Solving the technology challenge will not be easy, but in terms of our collective wealth and knowledge we are in a better position today than at any other point in our history. In the end, global efforts to address the climate challenge, if they are to succeed, must centrally focus upon the creation of a new and extraordinarily important global public good: the development of low-carbon energy technologies that are cheap, clean, and abundant. After two decades of domestic and international failure to take real action on climate change, it is time for the purveyors of magical thinking to take their exit so that the main act can begin.
And Roger Pielke Jr points at another way to make much the same assessment, this one from Bill Gates, no climate scientis, but someone who gets the point:
 If CO2 reduction is important, we need to make it clear to people what really matters – getting to zero.

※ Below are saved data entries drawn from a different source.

PR #106, opened 2020-03-21
RFC: Make inferior-julia smarter

non-Jedi:
This is not at a point where's it's ready to merge yet.

Basically, I'd like feedback before I put more time into this on whether other people find this useful. Instead of having people using any one of [emacs-jupyter](https://github.com/dzop/emacs-jupyter), [ess](https://github.com/emacs-ess/ESS), or [julia-repl](https://github.com/tpapp/julia-repl) to get a Julia REPL in Emacs, why not just improve the one we already have?

Much of the work in this PR takes its inspiration from the builtin `inferior-octave`.

This PR implements:

- `?`, `]`, and `;` REPL modes (I wouldn't be against adding piecemeal support for things like the debugger or perhaps just creating an entirely separate comint-based mode for that).
- Navigate to the file/line shown in error stacktraces by clicking or hovering point and pressing enter.
- Rudimentary completion (see caveats in the second commit).

Future work:

- Use completion from `inferior-julia` in `julia-mode`.
- Allow multiple instances of `inferior-julia`.
- `eldoc-documentation-function` integration.
- etc.

I'm submitting this here not because I think it's ready to be merged (the issues in the completion commit need fixed first) but to get feedback on whether others would find value in me putting more time into this or whether everyone finds the existing situation with in-emacs Julia REPLs tolerable. Please try this PR and give any feedback. I'd hate to add a bunch of code that simply sits and rots if I ever lose use for it for whatever reason...

Thoughts? Do we want a full-featured REPL included in `julia-mode` or is this better relegated to external packages?

### DIFF
--- a/inferior-julia.el
+++ b/inferior-julia.el
@@ -29,7 +29,7 @@
   "Commandline arguments to pass to `inferior-julia-program'."
   :type '(repeat (string :tag "argument")))
 
-(defcustom inferior-julia-prompt-read-only comint-prompt-read-only
+(defcustom inferior-julia-prompt-read-only t
   "If non-nil, the Julia prompt is read only."
   :type 'boolean)
 
@@ -47,7 +47,7 @@
    "%s")
   "Format string to use with stacktraces with Julia Base paths.")
 
-(defvar inferior-julia-prompt-regexp "^\\w*> "
+(defvar inferior-julia-prompt-regexp "^julia> "
   "Regexp for matching `inferior-julia' prompt.")
 
 (defvar inferior-julia-error-regexp-alist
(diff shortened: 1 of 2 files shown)


tpapp:
>  finds the existing situation with in-emacs Julia REPLs tolerable

I am probably biased as I maintain julia-repl, but I find it sufficient for my needs (especially with vterm, which is [coming soon](https://github.com/tpapp/julia-repl/pull/84)). I am also enthusiastic @gcv's [julia-snail](https://github.com/gcv/julia-snail).

I would prefer if we kept this package focused on the mode for editing Julia code, mainly because I am not sure anyone is willing to commit to maintaining a REPL so I am concerned about bit rot.

If possible, I would suggest that experiments with inferior/REPL solutions happen in other packages.

sje30:
I'd say that if you have already done the work, go for it.  I wrote elsewhere about the multiple packages available for julia REPLs in emacs [1].   It seems like the support for Julia is in a state of flux, so perhaps it is worth a compare-and-contrast of several approaches?

[1] https://github.com/gcv/julia-snail/issues/1

non-Jedi:
>so I am concerned about bit rot.

Should the existing `inferior-julia` be removed then? I'm not sure *anybody* has been using it (for good reason; doing so is a chore), so it's just as prone to bit-rot as the improved version I'm proposing. It would be nice if I split this into a package if I could keep the `inferior-julia` prefix in order to ease possible future integration back into `julia-mode`...

I will note that not having a full-featured `inferior-julia` builtin to `julia-mode` makes us relatively unique among the REPL-oriented languages. The only other language I'm aware of that doesn't build an `inferior-LANG` mode in is clojure and ruby (all of python, octave, haskell, lisp, and  scheme include one).

tpapp:
> Should the existing inferior-julia be removed then?

Yes, I think so. I will open an issue.

> not having a full-featured inferior-julia builtin to julia-mode makes us relatively unique among the REPL-oriented languages

Possibly, but that's how it is. All solutions I am aware of are either WIP, have some serious limitations, or both. The way things are set up now, people can keep experimenting with various approaches to interacting with the REPL, while at the same time relying on this package to handle dealing with code.

(Incidentally, you list 8 languages including Julia, with 3 of them not having a REPL built-in to the default mode. Calling this *unique* is a somewhat heterodox use of the word.)

> if I could keep the inferior-julia prefix in order to ease possible future integration back into julia-mode

I am fine with anyone using `inferior-julia`, but please reflect on how committed you are to maintaining this. It would not be ideal to use up the name for something that ends up being abandonned.

Initially, maybe it would be preferable to use another name while you are working on this project, and in the meantime we can deprecate and remove inferior-julia.

non-Jedi:
>(Incidentally, you list 8 languages including Julia, with 3 of them not having a REPL built-in to the default mode. Calling this unique is a somewhat heterodox use of the word.)

Ha. I completely forgot about `ruby-mode` until I was about to hit submit and then didn't feel like doing too much editing. :man_shrugging: 

>I am fine with anyone using inferior-julia, but please reflect on how committed you are to maintaining this. It would not be ideal to use up the name for something that ends up being abandonned.

Good point. Fwiw, I am a bit more committed to this than when I submitted this PR--I think I can have something very nice to use with only 100-200 more lines of code. Since the primary reason I'm not using emacs-jupyter is the difficulty of hacking on it, this is very appealing to me.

With that kind of clarity, people will understand the need to get to zero and begin to grasp the scope and scale of innovation that is needed.
However all the talk about renewable portfolios, efficiency, and cap and trade tends to obscure the specific things that need to be done.
To achieve the kinds of innovations that will be required I think a distributed system of R&D with economic rewards for innovators and strong government encouragement is the key. There just isn’t enough work going on today to get us to where we need to go.
The world is distracted from what counts on this issue in a big way.